Fork me on GitHub
#aleph
<
2021-03-11
>
ABeltramo15:03:15

Hello everyone, @flowthing suggested me to post my question over here, I posted it in the clojure channel too, here it goes:

ABeltramo15:03:44

I'm using manifold and I can't wrap my head around splitting a stream: here's an example code:

(defn split-stream [condition stream]
  (let [pos-stream (ms/stream)
        neg-stream (ms/stream)]
    (ms/consume (fn [e]
                  (if (condition e)
                    (ms/put! pos-stream e)
                    (ms/put! neg-stream e)))
                stream)

    [(ms/source-only pos-stream)
     (ms/source-only neg-stream)]))

(deftest streamz
  (let [rand-stream (ms/->source (repeatedly #(- (rand) 0.5)))]
    (->> rand-stream
         (split-stream pos?)
         (apply ms/zip)
         ; ... Process pairs of [pos neg] ...
         (ms/stream->seq)
         (take 10)
         (println))))
A simple example that should capture my problem: I have a fn that generates values and put it into a stream. I need to process that stream in pairs based on a condition, can I split a stream into two streams? How can I accomplish that?

ABeltramo15:03:08

I tried something like

(defn split-stream [condition stream]
  [(ms/filter condition stream)
   (ms/filter (comp not condition) stream)])
but this seems to not work with a single stream.

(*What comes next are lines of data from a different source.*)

PR #19, opened 2013-03-13
Use separate exit codes for distinct error conditions

NicolasT:
This allows for wrapper scripts to take action upon node failure.

See: ARAKOON-358
See: http://jira.incubaid.com/browse/ARAKOON-358


toolslive:
Looks fine.

PR #22, opened 2013-03-20
flag that enables logging of every client protocol operation

domsj:


src/client/client_protocol.ml
```diff
@@ -128,58 +128,74 @@ let handle_sequence ~sync ic oc backend =
...
 
-let one_command (ic,oc) (backend:Backend.backend) =
+let one_command (ic,oc) (backend:Backend.backend) log_commands =
+  let get_string = function
+    | None -> ""
+    | Some s -> s
+  and log_command_f =
+    begin
+      if log_commands then
+        Lwt_log.info_f
```
toolslive, line 135: Is this what we want?
I would think, if the flag is there, we log in debug, else we don't log at all.

NicolasT:
This changeset contains lots of hunks which look as if your editor changed tabs to spaces (or the other way around). That's rather unfortunate :-/

src/client/client_protocol.ml
```diff
@@ -128,58 +128,74 @@ let handle_sequence ~sync ic oc backend =
...
-      begin
-        Llio.input_string ic >>= fun client_id ->
-	    Llio.input_string ic >>= fun cluster_id ->
-        backend # hello client_id cluster_id >>= fun (rc,msg) ->
-        response_rc_string oc rc msg
-      end
+        begin
+          Llio.input_string ic >>= fun client_id ->
+	  Llio.input_string ic >>= fun cluster_id ->
+          log_command_f "PING: client_id=%S cluster_id=%S" client_id cluster_id >>= fun _ ->
```
NicolasT: Use 'fun () ->' instead of a wildcard pattern (e.g. to make sure the action isn't partially applied to its arguments).

src/client/client_protocol.ml
```diff
@@ -128,58 +128,74 @@ let handle_sequence ~sync ic oc backend =
 
   end
 
-let one_command (ic,oc) (backend:Backend.backend) =
+let one_command (ic,oc) (backend:Backend.backend) log_commands =
+  let get_string = function
```
NicolasT: Consider using 'None' and 'Some "..."' as return value instead of 'empty string' (which might be a valid 'Some' value).

NicolasT:
Next to the changes to the 'node' core, the Pylabs extension should gain support to configure this setting as well.

src/client/client_protocol.ml
domsj: I explicitly wrote this function to convert a string option to a string so I could pass the result to e.g. Lwt_log.info_f "%S" (in this case passing it log_command_f which I defined a couple of lines lower).
Is there a better way to accomplish this?

src/client/client_protocol.ml
domsj: Hmm did that for the most part, somehow missed this one. Will update.

src/client/client_protocol.ml
NicolasT: I meant something along the lines of

``` ocaml
let get_string = function
  | None -> "None"
  | Some s -> Printf.sprintf "Some %S" s
```

or, if 'maybe' would be defined somewhere in general (OTOH):

``` ocaml
let maybe v f = function
  | None -> v
  | Some v' -> f v'

let get_string = maybe "None" (Printf.sprintf "Some %S")
```

domsj: Ok, I misunderstood.
The change you propose surely makes the difference between None an d Some "" more clear in the logging.
Will have to change the %S to %s then

PR #125, opened 2013-07-15
always propagate TLogCheckSumError and TLogUnexpectedEndOfFile exception...

domsj:
...s

Still verifying changes with CI, but manual testing of the behaviour looked good.


domsj:
CI looks good

PR #126, opened 2013-07-18
open and verify tlog before opening the store so that arakoon can exit w...

domsj:
...ith the desired exit codes

Waiting for CI


NicolasT:
LGTM if CI is happy (and I'd expect it to be, otherwise something very unexpected is going on).

PR #127, opened 2013-07-18
Dump 'crash log' on USR2

NicolasT:
For debugging and investigation purposes, whenever SIGUSR2 is sent to
and Arakoon process, it will dump the content of its 'crash logger',
similar to what happens when a node dies.


NicolasT:
Validated manually. Should run through CI?

domsj:
LGTM.
I see no point in running it through CI, so go ahead and merge it in.

PR #128, opened 2013-07-18
Pylabs: Dump crash log before using SIGKILL

NicolasT:
For investigation purposes, it's useful to have access to the node
crash log content when needing to kill it using `SIGKILL` (if it
doesn't quit after `SIGTERM` in time).

With this change the extension `stop` method sends `SIGUSR2` to the
process before sending `SIGKILL`.

See: 7f77f2fd6b9733affb0f9ecadbbcb75ec8e242b7
See: #127

### DIFF
--- a/extension/server/ArakoonManagement.py
+++ b/extension/server/ArakoonManagement.py
@@ -32,6 +32,7 @@ import itertools
 import subprocess
 import time
 import types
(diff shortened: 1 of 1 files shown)


domsj:
LGTM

I guess I could have two separate input streams but that will mean to discard valid inputs

ABeltramo15:03:07

(defn split-stream [condition stream]
  (let [pos-stream (ms/stream)
        neg-stream (ms/stream)]
    (ms/connect-via stream
                    (fn [e]
                      (if (condition e)
                        (ms/put! pos-stream e)
                        (ms/put! neg-stream e)))
                    pos-stream)

    (ms/connect-via stream
                    (fn [e]
                      (if (condition e)
                        (ms/put! pos-stream e)
                        (ms/put! neg-stream e)))
                    neg-stream)

    [(ms/source-only pos-stream)
     (ms/source-only neg-stream)]))
Doing something like this seems to result in an infinite waiting. I guess you can't connect two stream to a single stream?

lilactown15:03:46

when I limit the repeatedly call to 10 elements above, it seems to work

ABeltramo15:03:10

Which split-stream does work with the 10 elements limit for you?

lilactown15:03:44

the first one you pasted in the channel

lilactown15:03:58

also just return a vector with [(ms/filter ,,,) (ms/filter ,,,)]

ABeltramo15:03:45

the first one should work because I'm forcing the consume but it doesn't seem like a good solution (since there's no end to the generator)

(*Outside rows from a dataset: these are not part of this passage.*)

PR #129, opened 2013-07-18
Arakoon 416

domsj:


src/node/batched_store.ml
```diff
@@ -250,9 +250,15 @@ struct
...
-  let close s =
+  let flush s =
     _sync_and_start_transaction_if_needed s;
-    S.close s.s
+    Lwt.return ()
+
+  let close s flush =
+    if flush
+    then
+      _sync_and_start_transaction_if_needed s;
```
NicolasT, line 260: Can use `flush s` here?

src/tools/server.ml
```diff
@@ -122,10 +122,10 @@ let make_server_thread
                   Lwt.return()
           in
           let t = client_thread () in
-          Hashtbl.add client_threads cid t;
           Lwt.ignore_result
             (Lwt.finalize
                (fun () ->
+                 Hashtbl.add client_threads cid (t, fd);
```
NicolasT, line 128: Why is this moved?

src/tools/server.ml
```diff
@@ -165,14 +165,33 @@ let make_server_thread
           setup_callback () >>= fun () ->
           server_loop ())
         (fun () ->
-          let cancel t =
+          Lwt.catch
+            (fun () ->
+              Logger.debug_ "closing listening socket" >>= fun () ->
+              Lwt_unix.close listening_socket >>= fun () ->
+              Logger.debug_ "closed listening socket")
+            (fun exn -> Lwt.return ()) >>= fun () ->
```
NicolasT: Log?

NicolasT:
Some minor nitpicks and questions, and I'd squash  3f054c9 and  767819b, but overall nothing major.

src/node/batched_store.ml
domsj, line 260: Do you mean S.flush s.s?
That wouldn't flush the batched up changes which is what I want here.

src/tools/server.ml
domsj, line 128: I wanted to make sure the Hashtbl only tracks threads when they are in the scope where they'll also be removed once they finish/are canceled (which is in the finalize clause).

src/tools/server.ml
domsj: Ok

Matthew Davidson (kingmob)22:03:43

Bit late to the party, but consume isn’t what you want in the middle of a stream. It’s more a terminal thing.

lilactown15:03:57

going to 1000 seems to lock up my REPL

lilactown15:03:02

so this seems to be an issue trying to chunk the stream of values

ABeltramo15:03:19

Maybe I should take a different approach and making a transducer to be used with transform, I don't really need two streams, I need pairs.

lilactown15:03:50

I guess I just don't see where the issue is yet.

ABeltramo16:03:32

Don't worry, it's probably me, I'm very new to Manifold! Thing is that I would like to split a stream into two separate streams based on a condition. I would like to generate stuff once and put it in the right stream, at the same time, I would like to generate only when someone needs to take downstream from the two child streams.

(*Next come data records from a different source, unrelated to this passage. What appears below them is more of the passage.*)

PR #130, opened 2013-07-19
Arakoon 416 tlogcompression

domsj:
Waiting for CI

### DIFF
--- a/src/tlog/tlc2.ml
+++ b/src/tlog/tlc2.ml
@@ -33,6 +33,7 @@ exception TLCNotProperlyClosed of string
 let section = Logger.Section.main
 
 let file_regexp = Str.regexp "^[0-9]+\\.tl\\(og\\|f\\|c\\)$"
+let tlog_regexp = Str.regexp "^[0-9]+\\.tlog$"
 let file_name c = Printf.sprintf "%03i.tlog" c
 let archive_extension = ".tlf"
 let archive_name c = Printf.sprintf "%03i.tlf" c
@@ -365,9 +366,8 @@ object(self: # tlog_collection)
   val mutable _outer = new_c (* ~ pos in dir *)
   val mutable _previous_entry = last
   val mutable _compression_q = Lwt_buffer.create_fixed_capacity 5
-  val mutable _compressing = false
+  val mutable _compression_thread = None
   val _write_lock = Lwt_mutex.create ()
-  val _jc = (Lwt_condition.create () : unit Lwt_condition.t)
   initializer self # start_compression_loop ()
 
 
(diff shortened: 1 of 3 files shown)


src/tlog/tlc2.ml
```diff
@@ -394,48 +395,86 @@ object(self: # tlog_collection)
...
     in
-    Lwt.ignore_result (loop ())
+
+    let add_previous_compression_jobs () =
+      File_system.lwt_directory_list tlog_dir >>= fun entries ->
+      let filtered = List.filter
+        (fun e -> Str.string_match tlog_regexp e 0)
+        entries
+      in
+      let my_compare fn1 fn2 =
```
NicolasT: This and the lines below look like a really complicated way to achieve what you want (I think).

What about (OTOH):

``` ocaml
(* Sort oldest-to-newest *)
let sorted = List.sort (fun a b -> compare (get_number a) (get_number b)) filtered in

let rec add_jobs = function
  | [] -> return ()
  | [_] -> return () (* Skip last *)
  | (hd :: tl) -> add_compression_job (get_number hd) >>= fun () -> add_jobs tl
in
add_jobs sorted
```

src/tlog/tlc2.ml
```diff
@@ -394,48 +395,86 @@ object(self: # tlog_collection)
...
+      let sorted = List.sort my_compare filtered in
+      match sorted with
+        | [] -> Lwt.return ()
+        | hd :: tl ->
+            Lwt_list.iter_s
+              (fun old_tlog ->
+                self # _add_compression_job (get_number old_tlog))
+              (List.rev tl)
+    in
+    Lwt.ignore_result (add_previous_compression_jobs ());
```
NicolasT, line 467: Must this be in an ignore_result? I guess this could be done 'inline' at startup instead?

src/tlog/tlc2.ml
```diff
@@ -612,36 +652,38 @@ object(self: # tlog_collection)
...
-      end >>= fun () ->
-      F.close file
-    end
+      match _compression_thread with
+        | None -> assert false
+        | Some t ->
+            Logger.debug_f_ "Cancelling compression thread" >>= fun () ->
+            (try
+              Lwt.cancel t;
+            with exn -> ());
```
NicolasT: Log something? This seems unexpected to me.

src/tlog/tlc2_test.ml
```diff
@@ -230,6 +231,61 @@ let test_compression_bug (dn, tlf_dir, factory) =
...
+    Compression.uncompress_tlog tlfpath (dn ^ "/" ^ tlf ^ ".tlog") >>= fun () ->
+    File_system.unlink tlfpath
+  in
+  let compresseds = ["000"; "001"; "002"; "003"] in
+  Lwt_list.iter_s uncompress compresseds >>= fun () ->
+  File_system.lwt_directory_list dn >>= fun tlog_entries ->
+  assert ((List.length tlog_entries) = 5);
+
+  let touch fn =
+    Lwt_unix.system (Printf.sprintf "touch %s" fn) >>= fun _ ->
```
NicolasT: Seriously?

NicolasT:
Some code-wise remarks, but overall LGTM

src/tlog/tlc2.ml
domsj: Agreed

src/tlog/tlc2.ml
domsj, line 467: Where is inline at startup?
The compression loop is started from the object initializer, I'm not complete sure if returning it a unit Lwt.t is allowed, and even so it wouldn't run the thread.
If you imply to join it together with ignored compression loop, then this would have to be before the loop, and this could possibly result in deadlocking on adding items to the queue (as there is no process yet taking stuff off).

src/tlog/tlc2.ml
domsj: Ok

src/tlog/tlc2.ml
NicolasT, line 467: Ooooh, an initializer with such side-effect, hmh... I always consider that to be a smell. How about adding some 'initialize' method which spawns of the compression loop, then does the file listing & filling the queue (not in a thread, but as-is), and as such returns `unit Lwt.t`?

Matthew Davidson (kingmob)22:03:03

“I would like to generate only when someone needs to take  downstream from the two child streams.” This is a bit antithetical to how Manifold streams work. Manifold streams (and most stream libs) are push-based. A value enters the top of the stream, and a chain of callbacks and/or continuations propagates it automatically. What you describe is closer to standard lazy seqs, or the reactive-streams specification (e.g., java.util.concurrent.Flow), which are pull-based.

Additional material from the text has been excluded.